Exercise requirements
Reproduce the listing exactly, please, with every line intact.
--- Given entries ---
PR #1584, opened 2019-05-06
update

Yizhuzhu:
1. Add Therapy component's CSS.
2. Return drugs in order when adding therapy.

### DIFF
---
Written answer
PR #1584, opened 2019-05-06
update

Yizhuzhu:
1. Add Therapy component's CSS.
2. Return drugs in order when adding therapy.

### DIFF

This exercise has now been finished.